Smaller websites usually only need space on a shared cloud-based server. Whereas, if you’ve got a larger website or app, companies often need dedicated cloud space, to allow for the sort of traffic that highload projects expect to get. When an app or software is highload and easily scalable, a cloud-based server is usually the best solution.
Whereas, if you want a little more security, for a slightly higher cost, you could get a virtual private server (VPS). A VPS has the advantages of better security, and the ability to configure a space more closely around the technical needs of the app or website.
Virtual server vs Dedicated
Although both of these options are dedicated, a VPS is not exclusively for the benefit of one particular client. A VPS is virtually partitioned, but other websites and apps are running of the same hardware/infrastructure.
Whereas with a dedicated server, it’s completely dedicated to the needs of a specific website, app, or other technology product. With the support of a trusted technology partner, this server space can be configured around exactly what is needed, maintained, made secure and updated as required.

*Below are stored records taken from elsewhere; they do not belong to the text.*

PR #707, opened 2024-08-09
resolve warnings about Dockerfile casing

jameslamb:
Reviewing #706, I noticed the following on the Files tab (https://github.com/rapidsai/docker/pull/706/files):

> FromAsCasing: 'as' and 'FROM' keywords' casing do not match
> More info: https://docs.docker.com/go/dockerfile/rule/from-as-casing/

image

This resolves those warnings. They don't change anything functionally, but I do slightly agree with the style suggestion, and it'd be nice to remove the visual noise of all those warnings in PR reviews.


bdice (approved):
Thanks! I noticed this too!!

Cloud service vs Dedicated service
The simplest comparison is cloud compared to a dedicated server. For those with stricter security needs, such as government organisations, healthcare and financial services, the best and in many ways, only option, is a dedicated server. Whereas, if you’ve got less exacting needs, such as a simple website, then a more practical option, with a lower cost, would be a cloud server (shared hosting).
Whatever option you go with, make sure it addresses the needs and technical requirements of the project you are undertaking. Security, speed and scalability are all mission-critical when it comes to picking a web hosting environment, and knowing whether you need to manage the environment yourself or it’s managed on your behalf.
Always speak with a trusted technology partner when it comes time to picking a suitable hosting and server environment before embarking on any new project.